Elon Musk: (00:21) This is, I think, the most inspiring thing that I’ve ever seen. And I just like to thank the SpaceX team and the suppliers, and the people of Boca Chica and Brownsville. Thank you for your support. And, just like, wow, what an incredible job by such a great team to build this incredible vehicle. First of all I want to start with that. I mean, I’m just so proud to work with such a great team. And it’s really windy here, by the way. If you’re watching this online, it is really windy.

So, the point of this presentation and this event is really… there are two elements to it. One is to inspire the public, get people excited about our future in space, and get people fired up about the future. There are so many things to worry about, so many things to be concerned about. There are many troubles in the world, of course, and these are important, and we need to solve them. But we also need things that make us excited to be alive, that make us glad to wake up in the morning and be fired up about the future and think, yeah, the future is going to be great.

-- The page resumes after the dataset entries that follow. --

PR #1748, opened 2023-09-18
Adds property to prettierrc to prevent trailing commas

konstantinabl:
**Description**:

**Related issue(s)**:

Fixes #

**Notes for reviewer**:

**Checklist**

### DIFF
--- a/.prettierrc
+++ b/.prettierrc
@@ -1,5 +1,6 @@
 {
     "singleQuote": true,
     "semi": true,
-    "printWidth": 120
+    "printWidth": 120,
+    "trailingComma": "none"
 }


.prettierrc
```diff
@@ -1,5 +1,6 @@
 {
     "singleQuote": true,
     "semi": true,
-    "printWidth": 120
+    "printWidth": 120,
+    "trailingComma": "none"
```
Nana-EC, line 5: Q: why the change?
I prefer the trailing comma for the reason that most is that when it comes to code reviews it reduces the consideration of what's new.

Case in point your current change here required a comma on `printWidth` just to add `trailingComma`.
Hade there been a comma here this PR would have been a 1 liner.
When you apply this to multiple files and changes you see how PR reviews take a little lonegr.
It's certainly a styling item but I prefer it as s with the default `all` setting.
Is there a reason we're changing it?

Nana-EC (changes requested):
Let's discuss. I prefer the way it is now

konstantinabl:
Better to have trailing commas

This space exploration is one of those things; and becoming a spacefaring civilization being out there among the stars. This is one of the things that I know it makes me glad to be alive; I think it makes many people glad to be alive. It’s one of the best things. We are faced with a choice: Which future do you want? Do you want the future where we become a spacefaring civilization and are in many worlds and are out there among the stars or one where we are forever confined to Earth? And I say it is the first and I hope you agree with me. (02:30)

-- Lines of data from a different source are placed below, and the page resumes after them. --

PR #1756, opened 2023-09-20
Fix  Flaky Subgraph Acceptance Test - Adding a sleep to wait for the subgraph to index before running tests

### LINKED ISSUE #1755: Flaky Subgraph Acceptance Test
### Description

Since this [PR](https://github.com/hashgraph/hedera-json-rpc-relay/pull/1744) `Subgraph Tests` have been flaky and a couple of retries are needed for it to pass most of the time.

### Steps to reproduce

Do any PR and see the CI Test result.

### Additional context

_No response_

### Hedera network

other

### Version

v0.33.0-SNAPSHOT

### Operating system

None

AlfredoG87:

The critical breakthrough that’s needed for us to become a spacefaring civilization is to make space travel like air travel. So, with air travel, when you fly a plane, you fly that plane many times. I mean, the risk of stating the obvious, it really almost any motor transport, whether it’s a plane or a car, a horse, a bicycle is reusable. You use that motor transport many times. If you had to get a new plane every time you flew somewhere and even get to have two planes for the return journey, very few people could afford to fly. Or if you could use a car only once, very few people could afford to drive a car. So, the critical breakthrough that’s necessary is a rapidly reusable orbital rocket. This is basically the Holy Grail of space. The fundamental thing that’s required.

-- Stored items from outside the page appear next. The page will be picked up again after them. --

PR #1761, opened 2023-09-21
Stop treating CONTRACT_REVERT as ERROR

### LINKED ISSUE #1596: Logging Improvement - Reduce false ERROR level logs
### Problem

image

```


[2023-08-02 21:14:01.223 +0000] ERROR (mirror-node/62 on mainnet-hashio-6cb4dc7ccc-vt8nj): [Request ID: d90eadd6-75a7-49b8-bb99-d8527011b03f] [POST] contracts/call 400 status

[2023-08-02 21:14:01.223 +0000] ERROR (rpc-server/62 on mainnet-hashio-6cb4dc7ccc-vt8nj): [Request ID: d90eadd6-75a7-49b8-bb99-d8527011b03f] execution reverted: CONTRACT_REVERT_EXECUTED

[2023-08-02 21:14:01.223 +0000] INFO (rpc-server/62 on mainnet-hashio-6cb4dc7ccc-vt8nj): [Request ID: d90eadd6-75a7-49b8-bb99-d8527011b03f] [POST]: eth_call 400 (JSON RPC ERROR) 210 ms


```

### Solution

Change the 3 logs above.

1. `[POST] contracts/call 400 status` should not be log as `ERROR` since is an expected status, when a contract execution fails (REVERT), not that the call did not went as intended, should be `INFO` or lower level.
2. `execution reverted: CONTRACT_REVERT_EXECUTED` Same as above, should be `INFO` or lower level.
3. `eth_call 400 (JSON RPC ERROR) 210 ms` this is correctly logged with `INFO` level but having the word `ERROR` as part of the test makes it appear on Queries were a relay operator might be looking for actual errors.

### Alternatives

Not a big issue, not a big priority either.

### LINKED ISSUE #1616: Stop treating CONTRACT_REVERT_EXECUTED on `eth_call` as errors
### Problem

Currently the relay is treating `eth_call` `CONTRACT_REVERT_EXECUTED` as errors, when in fact they are an expected result of the logical execution of the data provided on the `eth_call` request data.

Is not the same encountering an error when trying to execute `eth_call` than en error while evaluating the result of a smart contract, so let's consider a smart contract that verifies for permissions, if the sender does not have such permissions is going to REVERT. but that is the actual and expected result of the `eth_call` request, hence is not a Relay error.

Nevertheless we are receiving 3 error logs on the relay for such instances and operators should not concern with those, they are creating noise in the logs and the metrics, as well as confusing developers and users of the relay.

**See the following example:**

[2023-08-08 22:03:55.883 +0000] ERROR (mirror-node/62 on mainnet-hashio-74647fcb96-rh76k): [Request ID: de46711b-c015-4934-9005-d5f5cde4f64b] [POST] contracts/call 400 status 

[2023-08-08 22:03:55.883 +0000] ERROR (rpc-server/62 on mainnet-hashio-74647fcb96-rh76k): [Request ID: de46711b-c015-4934-9005-d5f5cde4f64b] execution reverted: CONTRACT_REVERT_EXECUTED 
  
[2023-08-08 22:03:55.884 +0000] INFO (rpc-server/62 on mainnet-hashio-74647fcb96-rh76k): [Request ID: de46711b-c015-4934-9005-d5f5cde4f64b] [POST]: eth_call 400 (JSON RPC ERROR) 144 ms

### Solution

- Change the LOG LEVEL from ERROR to TRACE or DEBUG, even INFO is OK. 
- On the third log, is correctly logged as INFO, but on the text is `(JSON RPC ERROR)` remove that since there is no ERROR.
- Change the response we return to the client to the appropriate result and status code. most likely it will be `200` status code, verify expected result with Infura or Alchemy in order to see what should be the appropriate response. 

### Alternatives

_No response_

### LINKED ISSUE #1707: Mirror node client error when calling write function
### Description

Recently this error is happening when invoking a write smart contract function. We are using our own node (w/ commit cf48856a9957712d7cdced47e6812663aeaf94d7 latest master) but issue happens in prior version.

The error is very generic too to inspect.

### Steps to reproduce

1. Call a write smart contract function
2. Logs says error 400 from mirrorNodeClient.js

### Additional context

(from own node logs)
image

(client side)
Screen Shot 2023-09-03 at 9 05 27 PM

### Hedera network

testnet

### Version

latest master (cf48856a9957712d7cdced47e6812663aeaf94d7)

### Operating system

None

AlfredoG87:
**Description**:
Stopped treating CONTRACT_REVERT as ERROR, MirrorNode returns 400 status, but is a valid and expected response. returning 200 status code on the relay and logging accordingly to avoid false error positives

Return 200 instead of 400 on Relay HTTP Status Code Response

Removed Error Logs from:
1. mirrorNodeClient.ts
2. server.ts

**Related issue(s)**:

Fixes #1616
Fixes #1596
Fixes #1707 

**Notes for reviewer**:

**Example Response:**
image

**Checklist**

### DIFF
--- a/packages/relay/src/lib/clients/mirrorNodeClient.ts
+++ b/packages/relay/src/lib/clients/mirrorNodeClient.ts
@@ -383,17 +383,22 @@ export class MirrorNodeClient {
 
     if (error.response && acceptedErrorResponses && acceptedErrorResponses.indexOf(effectiveStatusCode) !== -1) {
       this.logger.debug(`${requestIdPrefix} [${method}] ${path} ${effectiveStatusCode} status`);
-      if (pathLabel === MirrorNodeClient.CONTRACT_CALL_ENDPOINT) {
-        this.logger.warn(
-          `${requestIdPrefix} [${method}] ${path} Error details: ( StatusCode: '${effectiveStatusCode}', StatusText: '${
-            error.response.statusText
-          }', Data: '${JSON.stringify(error.response.data)}')`,
-        );
-      }
       return null;
     }
 
-    this.logger.error(new Error(error.message), `${requestIdPrefix} [${method}] ${path} ${effectiveStatusCode} status`);
+    // Contract Call returns 400 for a CONTRACT_REVERT but is a valid response, expected and should not be logged as error:
+    if (pathLabel === MirrorNodeClient.CONTRACT_CALL_ENDPOINT && effectiveStatusCode === 400) {
+      this.logger.debug(
+        `${requestIdPrefix} [${method}] ${path} Contract Revert: ( StatusCode: '${effectiveStatusCode}', StatusText: '${
+          error.response.statusText
+        }', Detail: '${JSON.stringify(error.response.detail)}',Data: '${JSON.stringify(error.response.data)}')`,
+      );
+    } else {
+      this.logger.error(
+        new Error(error.message),
+        `${requestIdPrefix} [${method}] ${path} ${effectiveStatusCode} status`,
+      );
+    }
 
     throw mirrorError;
   }
--- a/packages/server/src/koaJsonRpc/index.ts
+++ b/packages/server/src/koaJsonRpc/index.ts
@@ -49,6 +49,7 @@ const INVALID_PARAMS_ERROR = 'INVALID PARAMS ERROR';
 const INVALID_REQUEST = 'INVALID REQUEST';
 const IP_RATE_LIMIT_EXCEEDED = 'IP RATE LIMIT EXCEEDED';
 const JSON_RPC_ERROR = 'JSON RPC ERROR';
+const CONTRACT_REVERT = 'CONTRACT REVERT';
 const METHOD_NOT_FOUND = 'METHOD NOT FOUND';
 const REQUEST_ID_HEADER_NAME = 'X-Request-Id';
 
@@ -172,8 +173,24 @@ export default class KoaJsonRpc {
 
       ctx.body = jsonResp(body.id, null, result);
       if (result instanceof JsonRpcError) {
-        ctx.status = result.code == -32603 ? 500 : 400;
-        ctx.state.status = `${ctx.status} (${JSON_RPC_ERROR})`;
+        // What Status code to return for JsonRpcError
+        switch (result.code) {
+          // INTERNAL_ERROR
+          case -32603:
+            ctx.status = 500;
+            ctx.state.status = `${ctx.status} (${JSON_RPC_ERROR})`;
+            break;
+          // CONTRACT_REVERT
+          case -32008:
+            ctx.status = 200;
+            ctx.state.status = `${ctx.status} (${CONTRACT_REVERT})`;
+            break;
+          // ANYTHING ELSE
+          default:
+            ctx.status = 400;
+            ctx.state.status = `${ctx.status} (${JSON_RPC_ERROR})`;
+            break;
+        }
       }
     };
   }
--- a/packages/server/src/server.ts
+++ b/packages/server/src/server.ts
@@ -210,7 +210,10 @@ const logAndHandleResponse = async (methodName: any, methodParams: any, methodFu
 
     const response = await methodFunction(requestIdPrefix);
     if (response instanceof JsonRpcError) {
-      logger.error(`${requestIdPrefix} ${response.message}`);
+      // log only if it is not a contract revert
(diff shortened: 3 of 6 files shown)


ebadiere (approved):
LG.

ebadiere (commented):
LG.

Nana-EC (commented):
Question on logging.
Also none of these changes cause the UTs to change?
Does that mean there was coverage missing we should add for `mirrorNodeCLient.ts`, `eth.ts` or https server `index.ts` or `server.ts`

packages/server/src/server.ts
```diff
@@ -210,7 +210,10 @@ const logAndHandleResponse = async (methodName: any, methodParams: any, methodFu
 
     const response = await methodFunction(requestIdPrefix);
     if (response instanceof JsonRpcError) {
-      logger.error(`${requestIdPrefix} ${response.message}`);
+      // log only if it is not a contract revert
+      if (!(response.code === predefined.CONTRACT_REVERT().code)) {
```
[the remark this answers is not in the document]
AlfredoG87: yes, this is preventing logs from `CONTRACT_REVERT` since they are not actual errors.
What we could do, is keep logging `CONTRACT_REVERT` responses here, but as Debug or Trace.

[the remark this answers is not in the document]
Nana-EC: debug trace sounds good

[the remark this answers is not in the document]
AlfredoG87: ✅  done!

AlfredoG87:
> Question on logging. Also none of these changes cause the UTs to change? Does that mean there was coverage missing we should add for `mirrorNodeCLient.ts`, `eth.ts` or https server `index.ts` or `server.ts`

🤔  yeah, I think that the change is actually on `server.ts` let me see it's UTs so we can add the scenario.

packages/relay/src/lib/clients/mirrorNodeClient.ts
```diff
@@ -383,17 +383,22 @@ export class MirrorNodeClient {
...
-          `${requestIdPrefix} [${method}] ${path} Error details: ( StatusCode: '${effectiveStatusCode}', StatusText: '${
-            error.response.statusText
-          }', Data: '${JSON.stringify(error.response.data)}')`,
-        );
-      }
       return null;
     }
 
-    this.logger.error(new Error(error.message), `${requestIdPrefix} [${method}] ${path} ${effectiveStatusCode} status`);
+    // Contract Call returns 400 for a CONTRACT_REVERT but is a valid response, expected and should not be logged as error:
```
Nana-EC, line 389: Q: Should we have additional test cases for handleError to confirm this change?

packages/server/src/koaJsonRpc/index.ts
```diff
@@ -172,8 +173,24 @@ export default class KoaJsonRpc {
 
       ctx.body = jsonResp(body.id, null, result);
       if (result instanceof JsonRpcError) {
-        ctx.status = result.code == -32603 ? 500 : 400;
-        ctx.state.status = `${ctx.status} (${JSON_RPC_ERROR})`;
+        // What Status code to return for JsonRpcError
+        switch (result.code) {
```
Nana-EC, line 177: Q: Should we have additional test cases for status code or do we already have this covered?

Nana-EC (changes requested):
LG
Let's confirm if we're missing any test coverage here.

packages/relay/src/lib/clients/mirrorNodeClient.ts
AlfredoG87: we already have coverage of this error handling.

packages/server/src/koaJsonRpc/index.ts
AlfredoG87: ✅  Done.

I first tried to do it through UnitTest for `server.ts` but since the artifact only exports the KOA app, and there is no way to inject dependencies, there was no way for me to mock them, and the current UT for that class is only testing the errors and validations that occur prior to the mirror node calls, and excludes exceptions that might come from the mirror node or relay, since is not possible to mock them or even to spy on them to stub the responses.

That said, I created an acceptance test that instead of using the relayImpl directly to perform the `eth_call` call, it does so using an http testClient that gets the whole http response with its corresponding status code that we can assert.

ebadiere (approved):
LG.

Nana-EC (approved):
LGTM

And it is a very hard thing to do. It’s only barely possible with the physics of Earth. I mean, if Earth’s gravity was a little heavier, it would be impossible. And if Earth’s gravity was a little lighter, it would be quite easy. So, we’re really right on the cusp of what is physically possible. So, in order to create a rapidly reusable rocket and fully reusable orbital rocket, you have to have engines that have incredibly high, specific impulse (Isp), that essentially are extremely efficient.

You need to have a structure that is also incredibly mass efficient. And then that all needs to come back to the launch pad and be able to be refilled with propellant and flown again very quickly, just like an aircraft. It’s just because of the physics of Earth being quite a deep gravity well and having quite a thick atmosphere; this is a very tough but not impossible thing. But it is the most fundamental thing. With SpaceX, we started out 17 years ago, and the first rocket we designed was the Falcon 1, which was that guy right there. (05:00)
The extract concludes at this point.